▶ **Dataset excerpts**
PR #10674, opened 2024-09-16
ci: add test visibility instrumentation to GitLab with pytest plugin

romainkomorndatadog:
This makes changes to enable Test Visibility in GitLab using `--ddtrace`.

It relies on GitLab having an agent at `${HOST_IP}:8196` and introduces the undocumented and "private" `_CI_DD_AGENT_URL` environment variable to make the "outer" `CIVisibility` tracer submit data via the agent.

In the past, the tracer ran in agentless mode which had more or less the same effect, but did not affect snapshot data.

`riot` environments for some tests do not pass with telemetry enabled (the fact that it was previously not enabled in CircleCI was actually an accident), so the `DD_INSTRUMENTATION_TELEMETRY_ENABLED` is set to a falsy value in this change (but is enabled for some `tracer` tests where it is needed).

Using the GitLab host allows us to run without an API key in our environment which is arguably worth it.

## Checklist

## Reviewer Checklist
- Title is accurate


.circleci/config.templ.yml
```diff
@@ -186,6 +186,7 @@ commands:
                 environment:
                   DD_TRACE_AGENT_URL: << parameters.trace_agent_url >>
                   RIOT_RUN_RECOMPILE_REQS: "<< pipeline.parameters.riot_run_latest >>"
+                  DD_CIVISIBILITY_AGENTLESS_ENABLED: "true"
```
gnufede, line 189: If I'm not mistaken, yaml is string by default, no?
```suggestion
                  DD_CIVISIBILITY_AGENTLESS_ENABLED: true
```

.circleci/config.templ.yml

▶ **Task item**
Where the line containing "- Title is accurate" appears in the data above, begin there and reproduce every line to the end exactly; include nothing else.

▶ **Answer**
- Title is accurate


.circleci/config.templ.yml
```diff
@@ -186,6 +186,7 @@ commands:
                 environment:
                   DD_TRACE_AGENT_URL: << parameters.trace_agent_url >>
                   RIOT_RUN_RECOMPILE_REQS: "<< pipeline.parameters.riot_run_latest >>"
+                  DD_CIVISIBILITY_AGENTLESS_ENABLED: "true"
```
gnufede, line 189: If I'm not mistaken, yaml is string by default, no?
```suggestion
                  DD_CIVISIBILITY_AGENTLESS_ENABLED: true
```

.circleci/config.templ.yml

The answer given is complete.